Two CUNY Baccalaureate Program Students Win Prestigious Benjamin A. Gilman International Scholarships
January 2007
The Gilman International Scholarship Program offers grants for U.S. citizen undergraduate students of limited financial means to pursue academic studies abroad. Such international study is intended to better prepare U.S. students to assume significant roles in an increasingly global economy and interdependent world.
In 2007, two CUNY Baccalaureate Program students - Dulce Wechsler and Lei Yu — earned this prestigious honor; their profiles follow.
Dulce Wechsler was born and raised in Caracas, Venezuela. Upon her high school graduation, her father refused to pay for college because she wanted to study journalism; he felt that was no career for a woman. Wechsler applied to an English program in Los Angeles (earning a full scholarship) with the idea of returning to Venezuela as an English teacher; then she would use the money she earned to pay for her own further education. But instead of returning to Venezuela, she relocated to Miami to work in the music industry promoting Latin American music which she did from 1997 on. (She received 15 credits from the CUNY BA Program for her work in Media Planning, Copywriting, Public Relations, Advertising and Marketing). She earned a few credits at Miami-Dade Community College and entered Hunter College in 2005. In 2006, she entered the CUNY Baccalaureate Program.
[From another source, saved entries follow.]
PR #84, opened 2017-11-28
more parsing

ronzeiller:
OK, here comes the new "more parsing" with 

- new Wind, Rudder, Vessel Heading rapid (true & magnetic) -> taking heading from N2k bus or internal sensor should become a setting
- Tests added in SKNMEA2000ParserTest
- small correction function name toNMEA -> getNMEAContent() (as mentioned in your comments)


src/common/signalk/SKNMEA2000Parser.cpp
```diff
@@ -42,20 +43,65 @@ const SKUpdate& SKNMEA2000Parser::parse(const SKSourceInput& input, const tN2kMs
   if (_sku) {
     delete(_sku);
   }
+  //RONDEBUG
```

Wechsler designed her concentration in Latin American Literature with Prof. Maria Hernandez-Ojeda, Romance Languages, Hunter College. Her specific study is of the Latin American canon from pre-Columbian to Contemporary Literatures, within the themes of multicultural interaction such as Coloniality, Post-Coloniality and Border Thinking. This is an area she hopes to pursue in graduate school.
Wechsler received a highly competitive Benjamin A. Gilman International Scholarship from the U.S. Department of State, Bureau of Educational and Cultural Affairs and the Institute of International Education. With this, she will study in Argentina during the January 2007 winter break. Her other honors include receiving a Thomas W. Smith Academic Fellowship, induction into HAT (Hunter Achievement Team), election as president of the Hunter Spanish literary magazine, a CUNY President’s award for academic achievement in Romance languages, and a place on the Dean’s List. Wechsler is expected to graduate summa cum laude with her B.A. in January 2008.
Lei Yu was born in a small village in China at the end of the Cultural Revolution. Limited by the economic, political, social and intellectual disruptions of the revolution, she left China for the U.S. in 1997, belatedly pursuing her intellectual interests (and recently receiving American citizenship). She had to learn English here and attributes her success to the many teachers and support staff at Hunter who pushed her to excel. Lisa Tolhurst, Hunter College Lecturer in English, wrote that Yu is “one of the most outstanding students I have taught my fifteen-year teaching career at Hunter, NYU and the University of Melbourne, Australia.”
Yu is particularly interested in religion, especially Eastern religions, a subject of course vigorously discouraged in her native communist China. Believing that “politics and spiritual searching are inextricably linked,” she designed a concentration in “Religion and Politics” under the mentorship of Prof. Barbara Sproul, Religion, Hunter with courses from City, Hunter and Baruch Colleges.
Thanks to the Gilman International Scholarship, Yu will study at Humboldt University in Germany, desiring to absorb German history and culture as well as a study of some of the great philosophers, including Kant, Hegel and Heiddeger. Yu’s other honors include the Harriet Brows Scholarship, the Women’s Forum Educational Award, and the Charlotte W. Newcomb Scholarship. Yu’s goal is to work for the Foreign Service or a human rights organization. She is expected to graduate with her B.A. in June 2008.